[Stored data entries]
==================================================

PR #448, opened 2023-06-01
fix: delete nested list

ingeridhellen:

- refactors test_remove to use a shared setup
- add test for deleting a list attribute
- fix issues revealed by the above mentioned test

It should be possible to delete attributes of type list

Refs #414

### DIFF
--- a/src/common/utils/delete_documents.py
+++ b/src/common/utils/delete_documents.py
@@ -5,32 +5,39 @@ from enums import REFERENCE_TYPES, SIMOS
 from storage.data_source_class import DataSource
 
 
-def delete_list_recursive(value: Union[list, dict], data_source: DataSource):
+def _delete_list_recursive(value: Union[list, dict], data_source: DataSource):
     """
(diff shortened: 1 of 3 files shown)


src/common/utils/delete_documents.py
```diff
@@ -5,32 +5,39 @@
 from storage.data_source_class import DataSource
 
 
-def delete_list_recursive(value: Union[list, dict], data_source: DataSource):
+def _delete_list_recursive(value: Union[list, dict], data_source: DataSource):
```
KristianKjerstad, line 8: are the functions that starts with "_" not meant to be used outside this file?

KristianKjerstad (approved):
good!

src/common/utils/delete_documents.py
ingeridhellen: Yes. I think that is a python naming convention. Though now that I googled it, it seems to be used mainly for classes and it should actually be 2 underscores, not just one. Still, I've seen it used in the same way as I have now several places in dmss, so I think it is fine.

==================================================

== Exercise details ==
Print out all of the data above word for word.

== Result of this task ==
PR #448, opened 2023-06-01
fix: delete nested list

ingeridhellen:

- refactors test_remove to use a shared setup
- add test for deleting a list attribute
- fix issues revealed by the above mentioned test

It should be possible to delete attributes of type list

Refs #414

### DIFF
--- a/src/common/utils/delete_documents.py
+++ b/src/common/utils/delete_documents.py
@@ -5,32 +5,39 @@ from enums import REFERENCE_TYPES, SIMOS
 from storage.data_source_class import DataSource
 
 
-def delete_list_recursive(value: Union[list, dict], data_source: DataSource):
+def _delete_list_recursive(value: Union[list, dict], data_source: DataSource):
     """
(diff shortened: 1 of 3 files shown)


src/common/utils/delete_documents.py
```diff
@@ -5,32 +5,39 @@
 from storage.data_source_class import DataSource
 
 
-def delete_list_recursive(value: Union[list, dict], data_source: DataSource):
+def _delete_list_recursive(value: Union[list, dict], data_source: DataSource):
```
KristianKjerstad, line 8: are the functions that starts with "_" not meant to be used outside this file?

KristianKjerstad (approved):
good!

src/common/utils/delete_documents.py
ingeridhellen: Yes. I think that is a python naming convention. Though now that I googled it, it seems to be used mainly for classes and it should actually be 2 underscores, not just one. Still, I've seen it used in the same way as I have now several places in dmss, so I think it is fine.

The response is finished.